EXERCISE AIM :: Copy out, from the entries below, each line that holds the string "daoId".

Excerpts from a dataset:
PR #464, opened 2022-08-11
App 722 - Limiting Proposal Actions

WissenIstNacht:
## Description

This PR limits the number of certain action in the configure action step. This includes:
- Disabling actions in the `ActionMenu` if the limit is reached
- Removing the option to duplicate certain actions (this was only the case for minting token, AFAIK)

Additionally, this PR contains a bit of renaming and restructuring:
- The action context no longer has a `daoAddress` state (which was not used anyway, btw). Instead, in now receives this as a prop. The reason for this is that it should NEVER be able to have a different value in the context then outside of it.
- Any index that indexes an `action` from the form context is now called `actionIndex`.
- Renamed `actionCounter` because it doesn't count actions. (thanks for the headaches, haha)

Task: [722](https://aragonassociation.atlassian.net/browse/APP-722), [792](https://aragonassociation.atlassian.net/browse/APP-792)

## Type of change

### DIFF
--- a/packages/web-app/src/containers/actionBuilder/mintTokens/addressTokenRow.tsx
+++ b/packages/web-app/src/containers/actionBuilder/mintTokens/addressTokenRow.tsx
@@ -16,9 +16,9 @@ import styled from 'styled-components';
 
 import useScreen from 'hooks/useScreen';
 import {handleClipboardActions} from 'utils/library';
+import {ActionIndex} from 'utils/types';
 
-type IndexProps = {
-  actionIndex: number;
+type IndexProps = ActionIndex & {
   fieldIndex: number;
 };
 
@@ -94,9 +94,9 @@ const TokenField: React.FC<IndexProps> = ({actionIndex, fieldIndex}) => {
   );
 };
 
-const DropdownMenu: React.FC<
-  Omit<AddressAndTokenRowProps, 'newTokenSupply'>
-> = ({fieldIndex, onDelete}) => {
+type DropdownProps = Omit<AddressAndTokenRowProps, 'newTokenSupply'>;
+
+const DropdownMenu: React.FC<DropdownProps> = ({fieldIndex, onDelete}) => {
   const {t} = useTranslation();
 
   return (
--- a/packages/web-app/src/containers/actionBuilder/mintTokens/addressTokenRow.tsx
+++ b/packages/web-app/src/containers/actionBuilder/mintTokens/addressTokenRow.tsx
@@ -94,30 +94,31 @@ const TokenField: React.FC<IndexProps> = ({actionIndex, fieldIndex}) => {
   );
 };
 
-const DropdownMenu: React.FC<Omit<AddressAndTokenRowProps, 'newTokenSupply'>> =
-  ({fieldIndex, onDelete}) => {
-    const {t} = useTranslation();
+const DropdownMenu: React.FC<
+  Omit<AddressAndTokenRowProps, 'newTokenSupply'>
+> = ({fieldIndex, onDelete}) => {
+  const {t} = useTranslation();
 
-    return (
-      <Dropdown
-        align="start"
-        trigger={
-          <ButtonIcon mode="ghost" size="large" icon={<IconMenuVertical />} />
-        }
-        sideOffset={8}
-        listItems={[
-          {
-            component: (
-              <ListItemAction title={t('labels.removeWallet')} bgWhite />
-            ),
-            callback: () => {
-              onDelete(fieldIndex);
-            },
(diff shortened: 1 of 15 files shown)


RakeshUP (approved):

packages/web-app/src/containers/actionBuilder/mintTokens/addressTokenRow.tsx
```diff
@@ -94,30 +94,31 @@ const TokenField: React.FC<IndexProps> = ({actionIndex, fieldIndex}) => {
   );
 };
 
-const DropdownMenu: React.FC<Omit<AddressAndTokenRowProps, 'newTokenSupply'>> =
-  ({fieldIndex, onDelete}) => {
-    const {t} = useTranslation();
+const DropdownMenu: React.FC<
```
Fabricevladimir: This is driving me crazy. If I haven't linted this page 170145725 times already...

packages/web-app/src/containers/actionBuilder/mintTokens/index.tsx
```diff
@@ -32,21 +31,17 @@ type AddressBalance = {
...
+  const {removeAction} = useActionsContext();
   const {setValue} = useFormContext();
 
   const handleReset = () => {
-    setValue(`actions.${index}.inputs.mintTokensToWallets`, []);
+    setValue(`actions.${actionIndex}.inputs.mintTokensToWallets`, []);
   };
 
   const methodActions = [
-    {
```
Fabricevladimir, line 46: There was a task on the backlog for this. Add the ID in the PR description so we don't forget to drag the ticket through the process?

packages/web-app/src/containers/configureWithdraw/index.tsx
```diff
@@ -58,12 +57,12 @@ const ConfigureWithdrawForm: React.FC<ConfigureWithdrawFormProps> = ({
   const [name, from, tokenAddress, isCustomToken, tokenBalance, symbol] =
     useWatch({
       name: [
-        `actions.${index}.name`,
-        `actions.${index}.from`,
-        `actions.${index}.tokenAddress`,
-        `actions.${index}.isCustomToken`,
-        `actions.${index}.tokenBalance`,
-        `actions.${index}.tokenSymbol`,
+        `actions.${actionIndex}.name`,
```
Fabricevladimir, line 60: We done gone and screwed up. None of these fields are inside the action's inputs.

packages/web-app/src/pages/newProposal.tsx
```diff
@@ -53,7 +50,7 @@ const NewProposal: React.FC = () => {
         showTxModal={showTxModal}
         setShowTxModal={setShowTxModal}
       >
-        <ActionsProvider>
+        <ActionsProvider daoId={dao}>
```
Fabricevladimir, line 53: Are we actually using daoId for anything? IF I recall correctly we had it as an eternal metadata prop that we could just get off of here and add to the form when necessary, but it got forgotten I think?

Fabricevladimir (approved):
Looks good!

packages/web-app/src/containers/configureWithdraw/index.tsx
WissenIstNacht: Where are they, then? 😅 Everything seemed fine to me when I went through the flow?

packages/web-app/src/pages/newProposal.tsx
WissenIstNacht: I don't know, tbh. It's currently not being used, so technically we could remove it. I'm all for it, but up to you guys.

packages/web-app/src/containers/actionBuilder/mintTokens/index.tsx
WissenIstNacht: Oh, ok! I kinda modified 722 to fit it in there 😂

But I'll link the other task as well then. Thanks for the catch!

packages/web-app/src/containers/configureWithdraw/index.tsx
Fabricevladimir: I meant the values aren't structured the same as others (should be `actions.${index}.inputs.tokenSymbol`). It's not a big deal; that's probably because Finance Withdraw was implemented before we considered it as an action for the main proposal flow.

packages/web-app/src/pages/newProposal.tsx
Fabricevladimir: I'm for removing it as well. If the form needs dao address, we can use the `useDaoParam` hook.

ANSWER TO THE PROBLEM ::
+        <ActionsProvider daoId={dao}>
Fabricevladimir, line 53: Are we actually using daoId for anything? IF I recall correctly we had it as an eternal metadata prop that we could just get off of here and add to the form when necessary, but it got forgotten I think?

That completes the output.